> Work instruction:
Copy out again, unchanged, the line that contains "for functional compatibility" and every line after it down to the last line of the data.

> Data extract:
########
PR #10387, opened 2025-09-05
GH-10345: Migrate Kafka module to Core Retry

artembilan:
Related to: https://github.com/spring-projects/spring-integration/issues/10345

* Replace `RetryTemplate` from Spring Retry to `RetryTemplate` from Spring Core since Spring Retry is at its sunset.
There is no deprecation for Spring Retry API usage since the idea is to remove Spring Retry dependency altogether for the upcoming major for all projects in the Spring portfolio

* Introduce a `KafkaInboundEndpoint.RetryContext` as an `AttributeAccessorSupport` extension to track the number of retries for functional compatibility

### DIFF
--- a/spring-integration-kafka/src/main/java/org/springframework/integration/kafka/inbound/KafkaInboundEndpoint.java
+++ b/spring-integration-kafka/src/main/java/org/springframework/integration/kafka/inbound/KafkaInboundEndpoint.java
@@ -41,19 +41,19 @@ import org.springframework.kafka.support.Acknowledgment;
 public interface KafkaInboundEndpoint {
 
 	/**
########
> Written response:
* Introduce a `KafkaInboundEndpoint.RetryContext` as an `AttributeAccessorSupport` extension to track the number of retries for functional compatibility

### DIFF
--- a/spring-integration-kafka/src/main/java/org/springframework/integration/kafka/inbound/KafkaInboundEndpoint.java
+++ b/spring-integration-kafka/src/main/java/org/springframework/integration/kafka/inbound/KafkaInboundEndpoint.java
@@ -41,19 +41,19 @@ import org.springframework.kafka.support.Acknowledgment;
 public interface KafkaInboundEndpoint {
 
 	/**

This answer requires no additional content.